A Form of Re-education

Scruton says that the fear of heresy is a foot in the country of Europe.  « A considerable system of semiofficial etiquette is emerging for the prohibition of free speech on points of reality which are seen as “dangerous”.  The threats are spreading so rapidly in society that there is no way to avoid them in daily life.  When words become crimes, and thoughts are judged as advocacy, a sort of malign prudence invades intellectual life.  They are controlling language, sacrificing style for a more “inclusive” syntax, they avoid speaking of sex, race, and religion.  Every phrase or idiom which contains a judgement on any category or class of persons can become, from one day to another, the object of reproach.  This political correctness is a soft form of condemnation with the same violence of a Salem witch trial ».  Like they did in Massachusetts in colonials times, as narrated in the Scarlet Letter.  « Whoevery is worried about all of those and wants to make some protest, has to battle against powerful forms of censure.  Whoever dissents from what is becoming the Neo-Orthodoxy of “gay-rights” is regularly accused of “homophobia”.  In the United States of America there are political action committees which examine the candidacy of politicians to determined whether they are “homophobes”, so to liquidate their candidacies from the get go, by means of the mere accusation.  Even in the selection of juries, one hears, “We will never accept the possibility that such a person can be part of the jury:  she is a Christian and a homophobe!”
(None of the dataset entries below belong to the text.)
PR #683, opened 2026-09-09
Use the fetch io map for EC extents in DAOS object copy and serialize

mchaarawi:
daos_obj_list_recx() returns a superset of the data for EC objects: the extents are derived from the parity and are stripe granular. dcp, dsync and daos-serialize copied whole listed extents, so punched and unwritten regions were written out as zeros, or the copy failed outright on the sg_nr_out sanity check. Drive the copy from the fetch io map instead.

Source reads also ran at DAOS_TX_NONE while the object list came from a snapshot, so enumeration and fetch could land on different epochs. Open a snapshot transaction per rank and use it for all source reads. The epoch is now broadcast, since only rank 0 took the snapshot.

Also fix the 8x over-allocation in alloc_iov_buf, add overflow checks on the extent/record-size products, and free the serialize buffer on error.


src/common/mfu_daos.c
```diff
@@ -2025,143 +1988,246 @@ static int mfu_daos_obj_sync_recx_array(
...
+            uint64_t     off = 0;
+            uint64_t     map_len = 0;
+            uint64_t     map_end = 0;
+            uint32_t     k;
+
+            for (k = 0; k < number; k++) {
+                /* subtract rather than add, rx_idx + rx_nr can wrap */
+                if (map->rx_idx >= recxs[k].rx_idx &&
+                    map->rx_idx - recxs[k].rx_idx < recxs[k].rx_nr) {
+                    off += (map->rx_idx - recxs[k].rx_idx) * size;
```
daltonbohning, line 2124: But we don't need to worry about the multiplication here overflowing?

src/common/mfu_daos.c
```diff
@@ -2025,143 +1988,246 @@ static int mfu_daos_obj_sync_recx_array(
...
+                mfu_free(&dst_buf);
+                dst_buf = (char*) MFU_CALLOC(map_bytes, 1);
+                dst_buf_alloc = map_bytes;
             }
 
-            rc = daos_obj_fetch(*dst_oh, DAOS_TX_NONE, 0, dkey, 1, iod,
-                                &dst_sgl, NULL, NULL);
+            /* the fetch leaves holes in the dst untouched, so they have to read as zeros
+             * rather than as whatever the previous extent left behind */
+            memset(dst_buf, 0, map_bytes);
```
daltonbohning: Maybe it's negligible, but the memset seems not necessary if we just did a free + calloc above. So maybe `... else memset`?

src/common/mfu_daos.c
```diff
@@ -2531,10 +2602,27 @@ int mfu_daos_flist_sync(
...
+        /* copy object ids listed in newflist to destination in daos args */
+        rc = mfu_daos_flist_obj_sync(da, newflist, da->src_coh, da->dst_coh, th,
                                      compare_dst, write_dst, &stats);
 
+        int tmp_rc = daos_tx_close(th, NULL);
+        if (tmp_rc != 0) {
+            MFU_LOG(MFU_LOG_ERR, "DAOS failed to close snapshot transaction "DF_RC, DP_RC(tmp_rc));
+            if (rc != -1) {
+                rc = -1;
+            }
```
daltonbohning: Simplify?
```suggestion
            rc = -1;
```

daltonbohning (approved):

src/common/mfu_daos.c
mchaarawi: bounded by the rec_nr * size above

src/common/mfu_daos.c
mchaarawi: sure

mchaarawi:
sorry for the force push, but just changed the 3 places you pointed out

daltonbohning:
> sorry for the force push, but just changed the 3 places you pointed out

Huh. GitHub actually handled that well. I guess it saves a reference to the previous commit now
https://github.com/hpc/mpifileutils/compare/352686ac75e6ab215856ba6b9e834e2280a7fea9..2a249402f26110e48ebea786b433779d73a5cdb9

daltonbohning (approved):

According to Scruton, all this is reminiscent of the ideological warfare which prevailed at the time of the Cold War:  « In those years it was considered necessary by some to create definitions to stigmatize the opposition with a visceral hatred so as to justify his expulsion from society:  there was “revisionist”, “deviazionist”, “teenage lefty”, “utopian socialist”, “social fascist”.  The success of these labels to marginalize and condemn the opposition reinforced the error spread by the Communists that by means of language you could change reality:  for example, you could invent the culture of a proletariat by using the word “prolekult”; you could unchain yourself from the failure of a free economy simply by shouting “the crisis of capitalism” every time the topic came up; you could combine the absolute power of the Communist Party with the free consent of the people by calling the Communist Government, a “centralized democracy”.  How easy it became to murder millions of innocents, considering that nothing bad was resulting, no, it was only the “liquidation of prisoners”!  How simple it was to shut people up for years in work camps until they got sick or died, when one only had to redefine them as “re-education camps”.  Now, there is a new secular bigotry which wants to criminalize the liberty of expression when it regards the topic of “homosexuality”.

Finally, Scruton says, it’s a battle between the “pragmatist” and the “rationalist”.  For the former, « there is no utility in the old ideologies of objectivity and universal truth, the only thing which matters is that “we” are in agreement.  Who is this “we”?  And upon what do we find ourselves in agreement?  “We” are for feminism, “we” are liberals, supporters of the movement for the “liberation of gays” and for an “open curriculum”; “we” do not believe in God or in any handed-down religion, and the old ideas of authority, order and self-discipline are for “us” immaterial.  “We” are the ones to decide the meaning of texts, by creating with our own words the consent which with they are weighed.  “We” have no bonds, except for those of the community to which we have chosen to belong, and since there is no objective truth, but only a self-generated consent, “our “position is unattackable from any point of view outside of “our” own.  The pragmatist can not only decide what to think, he can also protect against anyone thinking in a different way ».